Limitations of memory mapping
Memory-mapped I/O ends up being less scalable than standard I/O, for example when you have a lot of small files, or too many processes accessing memory mapping. For this reason is commonly not used in DBMS or other latency-critical applications. In particular, there is a lack of control for the developer on the synchronization between memory and disk, and databases developers prefer to develop their own Buffer Pool
OS Page Cache
The OS page cache is a region of main memory that stores recently accessed file system blocks. Key points:
- It adjusts dynamically based on system RAM usage, shrinking when applications need memory, and growing when more file I/O occurs.

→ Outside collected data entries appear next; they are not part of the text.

PR #281, opened 2018-01-19
Issue 271 custom conf export dir requirement

### LINKED ISSUE #271: Export directory should not be required for form-level configuration
#### Software versions 
Briefcase v1.8.0-113-g50d5b8d9

#### Problem description
Currently setting a custom configuration for a form export requires specifying an export directory. This means that only override the date range or the PEM file also requires setting the same export directory as in the main configuration. 

Go to the export tab, select a form. Click on the gear icon to change its export configuration. Only set a PEM file or a date range. The configuration can't be saved.

#### Expected behavior
It should be possible to override only some of the settings.

#### Other information 
I see two options:
- make all custom configuration options optional
- if no custom configuration is specified, pre-populate fields with values from the main configuration and allow the user to change the ones they want

CC @ggalmazor @dcbriccetti @yanokwa

### LINKED ISSUE #286: Global export preferences are not persisted on clear
In the global export settings of master (3b29d73ad7c688276eccb44f463fe0fb64395494), if PEM file location or start/end date is cleared, that clearing is not persisted. If I relaunch the app, the value  still exists. If instead I change the value, that value is persisted.

ggalmazor:
Closes #271
Closes #286 

On this PR, we have changed the export configuration to "fall back" to a default configuration, in order to make all the fields on the custom configuration dialog optional. All the logic behind this fall back system is behind `ExportConfiguration`.

I've also reviewed configuration handling everywhere and fixed some consistency issues with the UI and user preferences.

This PR also makes some minor aesthetic changes (dialog title, text on remove button, etc.)

Manual tests and some automated unit test

N/A 

None


yanokwa:
Gave the functionality a run through and it works well for me. One change I'd like to see is the ability to clear the custom Export directory. This is needed because unlike in the global export, you can have this be empty and the only way to do it now is to clear all and then come back and set PEM, start/end.

ggalmazor:
The only thing that doesn't make me completely happy is the behavior of the clear all and ok buttons when you come from a custom conf that wasn't empty from the beginning.

- The OK button will be enabled only if the form is not empty and any entered data is valid. 
- The clear all button will be enabled if the configuration wasn't empty when opening the dialog.

If, for example, I had set a PEM file and now I wan't to clear it:

1. I click on the popup button
1. Clear all is enabled, OK is enabled
1. I click on Clear on the PEM file field
1. Clear all is enabled **but** OK is disabled (empty form)

PR #284, opened 2018-01-22
Update jar-in-jar loader files to make Briefcase runnable with Java9

### LINKED ISSUE #220: Briefcase should run on Java 9 machines
Verify that Briefcase works with Java 9 (JDK and JRE). If it doesn't, then suggest a fix!

ggalmazor:
Closes #220 

This PR updates Briefcase dependency for Eclipse's JAR-in-JAR loader which has been updated to properly run under Java9.

Manual tests with both Java8 (8u161-oracle) and Java9.
Successfully exported an encrypted form in both JVMs.

Jshell and other packaging methods like creating an uberjar were considered. Although more work on this front can be done, this solution follows the steps of what we were previously doing and "it just works".

None I'm aware of


yanokwa:
NIcely done, @ggalmazor!

PR #285, opened 2018-01-22
Upgrade Gradle

yanokwa:
Upgrading because
* Always nice to use new versions
* Collect, via Android Studio, uses Gradle 4.x
* Gradle 3.x doesn't work with Java 9. Errors out with `Could not determine java version from '9.0.4'.`


ggalmazor:
My bad, sorry! I forgot to update this along with the new jar in jar zip file...

PR #288, opened 2018-01-23
Set an icon for the custom conf popup buttons

ggalmazor:
Closes #270

This PR adds a pair of new icons from Material Design to replace the text representation of a gear that wasn't working on Macs

#### What has been done to verify that this works as intended?
Manual tests

#### Why is this the best possible solution? Were any other approaches considered?
N/A

#### Are there any risks to merging this code? If so, what are they?
N/A

PR #294, opened 2018-01-24
Use font for gear, change colors, fix default color

yanokwa:
Closes #288 

Confirmed working on macOS and Windows as a packaged jar. 

Fonts are easier to scale and color than PNGs, so I tried Emoji fonts, but the files were big and the icons not that good looking. icomoon let me upload a SVG from the Android project and generate the font I used.

As far as FontUtils, I'd be open to move that functionality elsewhere.


ggalmazor:
Does this thing cache the fonts?
Since we're always going to use the same font, we could move the `Font` instance to a static property in `FontUtils`.
I guess the best place for `FontUtils` right now would be the `org.opendatakit.briefcase.ui.reused` package

PR #308, opened 2018-01-25
Stabilize UI tests

ggalmazor:
This PR brings headless testing for our Swing UI tests.

It does so by running the tests with [CacioCavallo](http://hg.openjdk.java.net/caciocavallo/ng/), which in turn needs the quite old [FEST-swing](https://github.com/alexruiz/fest-swing-1.x) library.

This is something that could solve the test hanging problems by itself but more work could be necessary 

Cacio uses a [GNU license](http://hg.openjdk.java.net/caciocavallo/ng/file/5f250d540211/LICENSE) and FEST uses [Apache 2 license](https://github.com/alexruiz/fest-swing-1.x/blob/master/fest-swing-junit/LICENSE.txt).

N/A

N/A

N/A


ggalmazor:
So, it seems that those 2 tests are still failing on macs. It must be because we're using different file dialogs on macs and windows hosts. 

Since CircleCI build is working, I'm thinking about filing an issue to fix this after the release. What do you think @dcbriccetti @yanokwa @lognaturel?

ggalmazor:
I'd merge this PR, though, as it makes the test suite harder to fail due to problems with interactions with the desktop and mouse

yanokwa:
We can't use GPL libraries because it puts the project at legal risk. See https://github.com/opendatakit/briefcase/blob/master/CONTRIBUTING.md#code-from-external-sources.

I propose we comment out the failing tests on Macs for now so we can make forward progress on the rest of our tests.

ggalmazor:
Ok!

PR #315, opened 2018-01-25
Fix tests that fail on windows

ggalmazor:
This PR fixes a test to avoid problems with windows's path separators

N/A

N/A

N/A


ggalmazor:
I tried `File.pathSeparator` without luck. Let me give your option a quick spin...

yanokwa:
pathSeparator is for PATH separation (: or ;) and separator is for directory separation (/ or \). It's super confusing.

ggalmazor:
Doh!

ggalmazor:
Ok, using `File.separator` now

- If a file-backed page is read from disk, the OS places it in the page cache. Subsequent reads can come from memory instead of hitting disk again.
- Pages used by
mmaped files can also reside in the page cache, but are accessed via the process’s virtual memory mappings rather than a direct read syscall.
This cache is distinct from the CPU caches (L1, L2, L3), which are hardware-managed and sit directly on the processor die. The OS page cache is simply a portion of RAM the kernel uses to speed up I/O operations on files or block devices. If you have a system with a large amount of free memory, the kernel will use as much of that as feasible for the page cache to improve performance.
Important
RAM Pages: Any data a process is actively using might also be in CPU caches (a different layer of caching managed by hardware). The OS page cache is a software-managed cache for file-backed data in system memory. It does not directly store application-allocated anonymous pages (like those returned by
malloc), though processes can map those pages privately.